Print the data below exactly, but only the lines from the one containing "VIRTWINKVM-1882: Read VM names from config" down to the one containing "4. Lowercase /", inclusive.

-=-=-

PR #1041, opened 2026-07-16
VIRTWINKVM-1882: Read VM names from config

bhbhatt:
1. Hostnames come from platform JSON — not hardcoded "CL" + number, so custom names  work.
2. One source of truth — Ruby + Windows + HLK use the same client names from the platform.
3. Works with any client count — 1, 2, 3+ clients via args.ps1 ($VMNAMES length matches platform).
4. Lowercase / uppercase JSON both work — install upcases for Windows; test uses casecmp? for HLK.
5. Aligns with Windows/HLK — hostnames are case-insensitive; AutoHCK no longer fails on cl1 vs CL1.
6. Safer for future platforms — change names in JSON + reinstall; no PowerShell formula to update.

### DIFF
--- a/lib/engines/hckinstall/setup-scripts/client.ps1
+++ b/lib/engines/hckinstall/setup-scripts/client.ps1
@@ -34,7 +34,10 @@ function Stage-One {
         if (($macSegments[5] -eq "CC") -and ($macSegments[4] -eq "CC")) {
             $clientNumber = [int32]("0x" + $macSegments[3])
             $clientIp = $clientNumber + 1
-            $clientName = "$CLIENTCOMPUTERNAME$clientNumber"
+            $clientName = $VMNAMES[$clientNumber]
+            if (-not $clientName) {
+                Write-Error "No VM name found in VMNAMES for client number $clientNumber"
+            }
 
             Write-Output "Renaming hostname to $clientName"
             Rename-Computer -NewName "$clientName"
@@ -49,7 +52,7 @@ function Stage-One {
         }
     }
 
-    "$STUDIOIP $STUDIOCOMPUTERNAME #STUDIO VM IP" |  Out-File -encoding ASCII -append 'C:\Windows\System32\drivers\etc\hosts'
+    "$STUDIOIP $($VMNAMES[0]) #STUDIO VM IP" |  Out-File -encoding ASCII -append 'C:\Windows\System32\drivers\etc\hosts'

-=-=-

◆ COMPLETED EXERCISE
VIRTWINKVM-1882: Read VM names from config

bhbhatt:
1. Hostnames come from platform JSON — not hardcoded "CL" + number, so custom names  work.
2. One source of truth — Ruby + Windows + HLK use the same client names from the platform.
3. Works with any client count — 1, 2, 3+ clients via args.ps1 ($VMNAMES length matches platform).
4. Lowercase / uppercase JSON both work — install upcases for Windows; test uses casecmp? for HLK.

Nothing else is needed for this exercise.